Requirement -> Search each line below for "your", then return the lines where it appears.

(Provided data)

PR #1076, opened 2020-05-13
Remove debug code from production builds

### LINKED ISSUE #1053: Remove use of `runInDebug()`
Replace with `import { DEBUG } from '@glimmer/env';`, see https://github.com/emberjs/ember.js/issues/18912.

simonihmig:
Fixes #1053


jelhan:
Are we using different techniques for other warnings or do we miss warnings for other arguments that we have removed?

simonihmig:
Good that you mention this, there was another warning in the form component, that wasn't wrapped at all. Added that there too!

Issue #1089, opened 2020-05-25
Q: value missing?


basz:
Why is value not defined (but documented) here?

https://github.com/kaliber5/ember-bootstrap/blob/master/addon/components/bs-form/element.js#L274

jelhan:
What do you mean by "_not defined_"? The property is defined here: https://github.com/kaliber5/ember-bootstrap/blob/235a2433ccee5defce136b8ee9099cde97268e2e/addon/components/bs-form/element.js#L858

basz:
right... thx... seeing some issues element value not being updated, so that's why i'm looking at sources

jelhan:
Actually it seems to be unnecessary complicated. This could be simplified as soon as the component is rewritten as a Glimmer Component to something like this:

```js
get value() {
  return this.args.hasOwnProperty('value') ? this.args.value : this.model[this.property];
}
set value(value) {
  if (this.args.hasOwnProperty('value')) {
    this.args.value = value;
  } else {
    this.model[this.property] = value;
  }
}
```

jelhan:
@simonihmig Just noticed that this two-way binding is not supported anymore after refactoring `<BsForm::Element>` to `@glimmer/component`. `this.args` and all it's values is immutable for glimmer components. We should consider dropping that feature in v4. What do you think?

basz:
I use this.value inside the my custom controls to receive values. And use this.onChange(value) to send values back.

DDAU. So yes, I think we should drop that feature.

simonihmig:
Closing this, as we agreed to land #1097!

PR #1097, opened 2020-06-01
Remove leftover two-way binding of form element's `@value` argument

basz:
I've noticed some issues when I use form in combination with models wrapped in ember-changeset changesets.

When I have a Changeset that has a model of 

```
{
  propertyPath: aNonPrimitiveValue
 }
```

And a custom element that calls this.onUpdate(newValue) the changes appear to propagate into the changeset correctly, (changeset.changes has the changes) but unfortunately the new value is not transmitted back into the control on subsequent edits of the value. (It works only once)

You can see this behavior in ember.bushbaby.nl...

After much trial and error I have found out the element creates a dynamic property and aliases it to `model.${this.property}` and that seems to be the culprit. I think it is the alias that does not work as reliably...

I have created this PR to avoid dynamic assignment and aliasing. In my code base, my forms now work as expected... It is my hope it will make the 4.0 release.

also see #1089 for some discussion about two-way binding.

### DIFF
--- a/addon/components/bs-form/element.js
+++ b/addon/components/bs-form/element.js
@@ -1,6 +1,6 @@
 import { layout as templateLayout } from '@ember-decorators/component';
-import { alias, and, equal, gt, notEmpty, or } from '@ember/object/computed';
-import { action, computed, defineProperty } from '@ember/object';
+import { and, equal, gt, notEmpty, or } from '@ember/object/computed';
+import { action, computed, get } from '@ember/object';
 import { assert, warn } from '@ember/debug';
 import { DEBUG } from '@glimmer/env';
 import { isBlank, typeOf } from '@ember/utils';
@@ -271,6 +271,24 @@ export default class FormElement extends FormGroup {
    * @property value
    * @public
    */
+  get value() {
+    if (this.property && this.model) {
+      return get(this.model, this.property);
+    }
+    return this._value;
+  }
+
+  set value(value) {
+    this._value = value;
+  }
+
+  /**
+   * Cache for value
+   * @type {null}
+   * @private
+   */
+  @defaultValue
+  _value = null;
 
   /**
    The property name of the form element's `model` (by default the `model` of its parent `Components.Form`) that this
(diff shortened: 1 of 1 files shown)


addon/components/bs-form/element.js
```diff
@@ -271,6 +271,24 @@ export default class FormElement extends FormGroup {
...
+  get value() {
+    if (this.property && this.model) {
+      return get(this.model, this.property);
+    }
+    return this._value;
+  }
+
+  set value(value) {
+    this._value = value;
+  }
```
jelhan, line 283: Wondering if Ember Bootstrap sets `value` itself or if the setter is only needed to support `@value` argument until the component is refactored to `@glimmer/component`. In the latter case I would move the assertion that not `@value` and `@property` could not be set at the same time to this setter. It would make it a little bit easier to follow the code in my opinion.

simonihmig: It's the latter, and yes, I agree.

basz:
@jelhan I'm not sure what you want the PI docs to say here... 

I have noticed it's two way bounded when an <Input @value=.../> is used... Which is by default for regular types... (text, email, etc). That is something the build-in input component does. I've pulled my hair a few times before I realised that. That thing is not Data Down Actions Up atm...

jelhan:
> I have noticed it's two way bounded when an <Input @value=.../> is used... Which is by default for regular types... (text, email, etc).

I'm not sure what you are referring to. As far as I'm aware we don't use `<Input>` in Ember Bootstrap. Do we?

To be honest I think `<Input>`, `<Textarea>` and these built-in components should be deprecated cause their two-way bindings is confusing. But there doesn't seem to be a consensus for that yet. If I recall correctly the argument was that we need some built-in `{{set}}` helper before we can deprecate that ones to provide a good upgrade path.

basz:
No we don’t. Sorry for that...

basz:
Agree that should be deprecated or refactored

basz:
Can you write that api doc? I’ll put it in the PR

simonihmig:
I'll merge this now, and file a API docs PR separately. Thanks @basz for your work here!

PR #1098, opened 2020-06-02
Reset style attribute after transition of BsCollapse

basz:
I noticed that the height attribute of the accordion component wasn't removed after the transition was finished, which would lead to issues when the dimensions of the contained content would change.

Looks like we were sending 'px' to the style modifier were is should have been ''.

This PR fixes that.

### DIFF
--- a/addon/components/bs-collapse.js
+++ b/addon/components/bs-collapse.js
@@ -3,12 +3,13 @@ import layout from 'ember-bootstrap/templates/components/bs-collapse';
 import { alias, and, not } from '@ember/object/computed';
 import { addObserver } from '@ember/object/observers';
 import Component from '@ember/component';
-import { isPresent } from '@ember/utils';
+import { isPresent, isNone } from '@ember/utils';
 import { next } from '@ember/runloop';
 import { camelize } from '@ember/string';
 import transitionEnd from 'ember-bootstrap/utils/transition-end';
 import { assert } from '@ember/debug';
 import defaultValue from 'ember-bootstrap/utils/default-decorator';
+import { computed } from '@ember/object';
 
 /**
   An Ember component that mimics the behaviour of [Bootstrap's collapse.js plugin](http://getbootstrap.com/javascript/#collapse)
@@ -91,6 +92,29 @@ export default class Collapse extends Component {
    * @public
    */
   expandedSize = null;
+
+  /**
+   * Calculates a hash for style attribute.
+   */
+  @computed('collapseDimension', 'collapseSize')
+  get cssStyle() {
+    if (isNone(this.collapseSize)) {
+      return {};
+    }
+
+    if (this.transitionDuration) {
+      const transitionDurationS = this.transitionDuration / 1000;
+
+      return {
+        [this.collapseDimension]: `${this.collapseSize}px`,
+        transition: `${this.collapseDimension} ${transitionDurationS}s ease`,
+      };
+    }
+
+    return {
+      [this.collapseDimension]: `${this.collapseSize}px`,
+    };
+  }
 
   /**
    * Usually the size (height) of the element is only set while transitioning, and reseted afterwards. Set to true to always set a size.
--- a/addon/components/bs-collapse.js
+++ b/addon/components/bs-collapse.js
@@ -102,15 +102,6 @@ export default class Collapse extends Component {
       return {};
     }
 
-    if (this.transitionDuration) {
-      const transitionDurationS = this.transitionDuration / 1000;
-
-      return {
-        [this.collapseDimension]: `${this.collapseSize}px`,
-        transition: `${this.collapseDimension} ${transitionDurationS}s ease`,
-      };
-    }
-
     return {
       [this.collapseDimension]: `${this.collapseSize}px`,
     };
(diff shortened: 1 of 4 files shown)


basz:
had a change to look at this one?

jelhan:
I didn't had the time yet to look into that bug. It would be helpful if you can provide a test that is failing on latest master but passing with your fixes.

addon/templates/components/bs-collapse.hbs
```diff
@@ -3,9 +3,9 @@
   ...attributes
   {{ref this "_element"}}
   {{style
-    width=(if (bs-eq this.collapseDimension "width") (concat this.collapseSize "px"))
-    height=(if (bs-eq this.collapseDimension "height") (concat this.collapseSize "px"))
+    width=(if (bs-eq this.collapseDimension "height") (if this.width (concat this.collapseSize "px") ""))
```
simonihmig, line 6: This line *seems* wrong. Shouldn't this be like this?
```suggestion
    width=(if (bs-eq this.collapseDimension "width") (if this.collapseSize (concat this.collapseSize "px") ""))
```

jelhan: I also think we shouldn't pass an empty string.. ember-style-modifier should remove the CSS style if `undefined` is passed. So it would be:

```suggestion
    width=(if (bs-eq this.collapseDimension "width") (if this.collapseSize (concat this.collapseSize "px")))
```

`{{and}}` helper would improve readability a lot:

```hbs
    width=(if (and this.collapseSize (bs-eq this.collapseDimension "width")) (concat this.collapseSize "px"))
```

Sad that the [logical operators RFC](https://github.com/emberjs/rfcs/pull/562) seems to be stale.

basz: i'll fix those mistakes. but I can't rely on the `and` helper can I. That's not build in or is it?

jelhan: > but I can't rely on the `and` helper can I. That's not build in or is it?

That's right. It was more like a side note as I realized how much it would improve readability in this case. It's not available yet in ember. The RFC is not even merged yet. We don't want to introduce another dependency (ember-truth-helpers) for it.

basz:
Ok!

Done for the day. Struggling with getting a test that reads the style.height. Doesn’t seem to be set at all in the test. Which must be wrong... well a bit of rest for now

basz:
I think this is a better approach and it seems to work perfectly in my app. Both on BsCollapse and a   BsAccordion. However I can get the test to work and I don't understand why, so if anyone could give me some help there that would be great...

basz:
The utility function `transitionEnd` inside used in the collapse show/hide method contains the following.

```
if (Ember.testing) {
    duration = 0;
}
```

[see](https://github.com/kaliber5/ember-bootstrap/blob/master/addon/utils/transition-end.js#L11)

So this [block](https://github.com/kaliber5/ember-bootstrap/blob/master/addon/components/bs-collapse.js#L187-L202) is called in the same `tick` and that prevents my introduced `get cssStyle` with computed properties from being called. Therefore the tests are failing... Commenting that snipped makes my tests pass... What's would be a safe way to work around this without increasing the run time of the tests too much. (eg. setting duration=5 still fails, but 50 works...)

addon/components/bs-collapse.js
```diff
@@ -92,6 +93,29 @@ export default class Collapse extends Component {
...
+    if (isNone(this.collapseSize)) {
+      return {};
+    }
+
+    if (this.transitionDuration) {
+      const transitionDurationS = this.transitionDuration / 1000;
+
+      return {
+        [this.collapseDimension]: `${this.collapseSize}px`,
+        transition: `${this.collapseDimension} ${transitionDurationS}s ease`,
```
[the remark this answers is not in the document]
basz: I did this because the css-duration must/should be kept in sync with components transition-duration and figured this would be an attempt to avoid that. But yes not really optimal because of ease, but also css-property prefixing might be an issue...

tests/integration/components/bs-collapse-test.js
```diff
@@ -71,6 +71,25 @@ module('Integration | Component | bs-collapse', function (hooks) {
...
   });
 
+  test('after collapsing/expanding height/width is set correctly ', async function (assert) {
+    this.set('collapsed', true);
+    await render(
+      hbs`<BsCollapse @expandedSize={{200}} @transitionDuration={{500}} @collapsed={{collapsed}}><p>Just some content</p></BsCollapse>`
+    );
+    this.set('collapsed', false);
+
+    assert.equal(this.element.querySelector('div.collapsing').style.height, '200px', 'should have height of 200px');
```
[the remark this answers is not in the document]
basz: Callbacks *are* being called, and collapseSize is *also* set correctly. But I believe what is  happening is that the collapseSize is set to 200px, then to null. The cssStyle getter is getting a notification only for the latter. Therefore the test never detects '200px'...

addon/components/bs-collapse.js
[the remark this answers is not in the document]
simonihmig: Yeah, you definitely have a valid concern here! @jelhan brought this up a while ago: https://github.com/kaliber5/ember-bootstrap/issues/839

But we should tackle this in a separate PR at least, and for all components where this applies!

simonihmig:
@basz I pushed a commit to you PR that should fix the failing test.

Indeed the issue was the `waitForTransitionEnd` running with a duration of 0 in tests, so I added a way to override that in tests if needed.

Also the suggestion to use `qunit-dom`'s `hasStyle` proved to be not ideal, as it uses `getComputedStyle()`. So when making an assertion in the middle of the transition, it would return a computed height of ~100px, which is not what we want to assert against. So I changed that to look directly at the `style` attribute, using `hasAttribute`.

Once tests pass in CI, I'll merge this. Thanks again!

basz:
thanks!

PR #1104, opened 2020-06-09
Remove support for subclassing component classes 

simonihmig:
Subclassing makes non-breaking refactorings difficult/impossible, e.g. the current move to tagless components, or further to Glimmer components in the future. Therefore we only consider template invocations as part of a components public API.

(End Provided data)

Solved problem ->
I'll merge this now, and file a API docs PR separately. Thanks @basz for your work here!
I didn't had the time yet to look into that bug. It would be helpful if you can provide a test that is failing on latest master but passing with your fixes.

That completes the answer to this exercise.